> **EXERCISE AIM**
Search the entries below. Return every line that has "point" in it.

> **THE RECORDS**
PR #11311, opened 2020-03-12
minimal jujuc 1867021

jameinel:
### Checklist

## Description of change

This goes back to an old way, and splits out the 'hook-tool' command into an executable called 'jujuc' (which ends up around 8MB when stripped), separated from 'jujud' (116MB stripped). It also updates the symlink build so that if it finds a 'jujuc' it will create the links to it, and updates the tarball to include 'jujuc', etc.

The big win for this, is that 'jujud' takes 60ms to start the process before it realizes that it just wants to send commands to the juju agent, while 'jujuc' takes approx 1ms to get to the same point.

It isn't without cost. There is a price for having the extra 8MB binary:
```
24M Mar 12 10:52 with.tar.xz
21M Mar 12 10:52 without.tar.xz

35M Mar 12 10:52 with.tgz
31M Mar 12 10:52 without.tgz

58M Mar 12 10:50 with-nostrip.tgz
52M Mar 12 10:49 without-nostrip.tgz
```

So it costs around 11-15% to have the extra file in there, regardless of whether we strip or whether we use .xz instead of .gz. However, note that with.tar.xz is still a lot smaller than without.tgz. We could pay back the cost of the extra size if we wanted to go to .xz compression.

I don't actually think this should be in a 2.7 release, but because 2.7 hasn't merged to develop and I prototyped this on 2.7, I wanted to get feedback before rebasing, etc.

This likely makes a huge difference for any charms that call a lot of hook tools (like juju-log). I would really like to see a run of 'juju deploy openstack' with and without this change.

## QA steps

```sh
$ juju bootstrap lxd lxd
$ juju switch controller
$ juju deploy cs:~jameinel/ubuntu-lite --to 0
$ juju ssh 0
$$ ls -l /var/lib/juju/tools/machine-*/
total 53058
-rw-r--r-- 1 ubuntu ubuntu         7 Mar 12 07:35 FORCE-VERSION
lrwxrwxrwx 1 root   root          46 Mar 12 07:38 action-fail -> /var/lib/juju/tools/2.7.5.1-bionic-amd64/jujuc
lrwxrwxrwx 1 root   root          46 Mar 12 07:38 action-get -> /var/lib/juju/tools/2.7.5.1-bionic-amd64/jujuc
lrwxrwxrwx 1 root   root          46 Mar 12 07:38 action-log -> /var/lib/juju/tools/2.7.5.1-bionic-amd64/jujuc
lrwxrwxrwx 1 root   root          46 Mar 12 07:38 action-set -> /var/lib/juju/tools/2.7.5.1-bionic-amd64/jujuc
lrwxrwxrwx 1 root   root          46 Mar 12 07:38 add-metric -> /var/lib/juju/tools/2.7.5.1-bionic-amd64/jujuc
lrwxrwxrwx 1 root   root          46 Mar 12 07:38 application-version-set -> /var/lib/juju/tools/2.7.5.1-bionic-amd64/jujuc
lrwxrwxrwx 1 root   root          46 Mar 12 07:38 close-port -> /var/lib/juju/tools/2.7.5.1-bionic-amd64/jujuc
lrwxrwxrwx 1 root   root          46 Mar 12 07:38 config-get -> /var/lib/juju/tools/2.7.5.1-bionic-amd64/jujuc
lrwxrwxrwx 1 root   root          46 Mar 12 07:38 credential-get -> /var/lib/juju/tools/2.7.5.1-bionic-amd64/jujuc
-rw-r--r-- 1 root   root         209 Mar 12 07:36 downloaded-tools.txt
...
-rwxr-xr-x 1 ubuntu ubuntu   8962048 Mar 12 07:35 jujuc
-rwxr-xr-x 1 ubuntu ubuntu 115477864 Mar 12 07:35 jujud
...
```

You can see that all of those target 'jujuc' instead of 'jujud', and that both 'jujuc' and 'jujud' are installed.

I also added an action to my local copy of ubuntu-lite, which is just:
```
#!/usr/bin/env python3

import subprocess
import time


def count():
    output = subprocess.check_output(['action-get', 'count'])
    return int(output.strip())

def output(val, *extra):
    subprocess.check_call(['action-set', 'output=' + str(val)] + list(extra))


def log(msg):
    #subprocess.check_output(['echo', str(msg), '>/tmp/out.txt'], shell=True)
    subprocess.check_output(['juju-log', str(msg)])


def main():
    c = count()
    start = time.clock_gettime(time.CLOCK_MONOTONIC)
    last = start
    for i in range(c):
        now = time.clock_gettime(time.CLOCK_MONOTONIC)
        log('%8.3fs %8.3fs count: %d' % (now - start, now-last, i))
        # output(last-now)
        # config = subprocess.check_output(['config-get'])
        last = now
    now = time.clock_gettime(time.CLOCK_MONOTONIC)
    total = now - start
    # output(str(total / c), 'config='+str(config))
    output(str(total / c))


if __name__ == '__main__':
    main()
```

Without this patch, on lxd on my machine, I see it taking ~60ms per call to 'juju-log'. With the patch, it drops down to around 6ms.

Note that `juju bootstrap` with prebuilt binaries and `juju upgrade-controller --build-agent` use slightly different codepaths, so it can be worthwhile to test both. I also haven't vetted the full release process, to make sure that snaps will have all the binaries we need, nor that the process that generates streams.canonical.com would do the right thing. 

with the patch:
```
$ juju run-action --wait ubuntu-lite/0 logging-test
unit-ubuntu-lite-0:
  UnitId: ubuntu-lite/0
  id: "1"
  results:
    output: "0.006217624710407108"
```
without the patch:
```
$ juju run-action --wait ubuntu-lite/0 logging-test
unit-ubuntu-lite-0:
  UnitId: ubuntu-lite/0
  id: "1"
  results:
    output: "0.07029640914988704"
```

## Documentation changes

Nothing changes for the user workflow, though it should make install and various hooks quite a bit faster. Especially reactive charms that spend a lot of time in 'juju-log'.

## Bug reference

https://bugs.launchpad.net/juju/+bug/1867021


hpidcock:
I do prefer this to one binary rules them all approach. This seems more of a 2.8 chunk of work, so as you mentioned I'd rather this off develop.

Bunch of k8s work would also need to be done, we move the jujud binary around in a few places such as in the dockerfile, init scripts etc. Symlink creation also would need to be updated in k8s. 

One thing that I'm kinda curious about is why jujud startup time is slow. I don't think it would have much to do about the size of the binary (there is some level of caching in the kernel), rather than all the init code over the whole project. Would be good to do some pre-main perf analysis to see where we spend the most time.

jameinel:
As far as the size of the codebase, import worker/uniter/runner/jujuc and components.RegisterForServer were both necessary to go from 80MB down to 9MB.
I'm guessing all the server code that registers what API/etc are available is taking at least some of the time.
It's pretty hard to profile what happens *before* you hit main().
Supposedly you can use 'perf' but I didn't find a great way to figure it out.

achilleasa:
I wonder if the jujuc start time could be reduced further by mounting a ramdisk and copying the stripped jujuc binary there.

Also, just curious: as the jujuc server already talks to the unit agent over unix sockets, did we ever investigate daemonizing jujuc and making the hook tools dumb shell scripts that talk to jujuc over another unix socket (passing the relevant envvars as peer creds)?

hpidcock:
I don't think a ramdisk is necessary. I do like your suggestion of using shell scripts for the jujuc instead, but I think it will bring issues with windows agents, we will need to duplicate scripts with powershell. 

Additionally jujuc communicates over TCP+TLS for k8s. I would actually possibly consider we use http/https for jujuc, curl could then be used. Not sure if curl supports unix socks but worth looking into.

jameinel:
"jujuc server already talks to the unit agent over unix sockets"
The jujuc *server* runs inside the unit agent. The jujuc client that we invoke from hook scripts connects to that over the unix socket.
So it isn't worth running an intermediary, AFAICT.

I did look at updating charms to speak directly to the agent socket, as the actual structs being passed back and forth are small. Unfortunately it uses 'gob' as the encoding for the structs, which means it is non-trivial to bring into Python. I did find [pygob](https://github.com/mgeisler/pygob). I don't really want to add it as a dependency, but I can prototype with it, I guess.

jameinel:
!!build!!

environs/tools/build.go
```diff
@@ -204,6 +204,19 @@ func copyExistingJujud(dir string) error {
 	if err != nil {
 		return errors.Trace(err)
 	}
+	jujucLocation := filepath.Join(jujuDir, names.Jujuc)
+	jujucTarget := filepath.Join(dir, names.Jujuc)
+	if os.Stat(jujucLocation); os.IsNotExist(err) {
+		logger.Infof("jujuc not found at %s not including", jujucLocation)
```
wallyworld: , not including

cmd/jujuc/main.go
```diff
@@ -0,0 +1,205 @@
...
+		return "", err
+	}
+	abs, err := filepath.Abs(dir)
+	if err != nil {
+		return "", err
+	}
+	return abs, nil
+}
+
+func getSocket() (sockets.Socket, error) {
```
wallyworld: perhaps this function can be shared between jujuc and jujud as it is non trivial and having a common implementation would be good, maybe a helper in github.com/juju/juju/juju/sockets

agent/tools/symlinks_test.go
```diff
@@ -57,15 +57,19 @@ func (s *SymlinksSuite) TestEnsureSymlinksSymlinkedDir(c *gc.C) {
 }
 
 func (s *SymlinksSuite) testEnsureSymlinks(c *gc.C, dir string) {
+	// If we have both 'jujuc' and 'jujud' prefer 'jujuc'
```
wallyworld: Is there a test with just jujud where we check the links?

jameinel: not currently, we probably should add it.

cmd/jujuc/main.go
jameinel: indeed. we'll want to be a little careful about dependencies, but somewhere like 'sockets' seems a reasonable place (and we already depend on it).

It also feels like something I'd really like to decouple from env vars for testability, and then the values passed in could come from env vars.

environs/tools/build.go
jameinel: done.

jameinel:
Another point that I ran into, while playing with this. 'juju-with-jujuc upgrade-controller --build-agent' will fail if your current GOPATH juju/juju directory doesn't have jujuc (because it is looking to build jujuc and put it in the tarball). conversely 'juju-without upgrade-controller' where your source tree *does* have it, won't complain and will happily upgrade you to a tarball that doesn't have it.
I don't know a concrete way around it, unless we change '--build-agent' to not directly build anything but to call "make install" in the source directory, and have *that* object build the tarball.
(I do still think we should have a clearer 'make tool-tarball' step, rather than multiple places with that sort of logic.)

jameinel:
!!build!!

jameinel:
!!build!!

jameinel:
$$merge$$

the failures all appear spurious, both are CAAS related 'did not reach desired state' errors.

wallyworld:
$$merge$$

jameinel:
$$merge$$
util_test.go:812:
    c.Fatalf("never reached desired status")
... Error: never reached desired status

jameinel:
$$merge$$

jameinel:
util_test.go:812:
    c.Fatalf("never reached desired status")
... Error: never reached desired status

> **RESPONSE FOR THIS EXERCISE**
The big win for this, is that 'jujud' takes 60ms to start the process before it realizes that it just wants to send commands to the juju agent, while 'jujuc' takes approx 1ms to get to the same point.
Another point that I ran into, while playing with this. 'juju-with-jujuc upgrade-controller --build-agent' will fail if your current GOPATH juju/juju directory doesn't have jujuc (because it is looking to build jujuc and put it in the tarball). conversely 'juju-without upgrade-controller' where your source tree *does* have it, won't complain and will happily upgrade you to a tarball that doesn't have it.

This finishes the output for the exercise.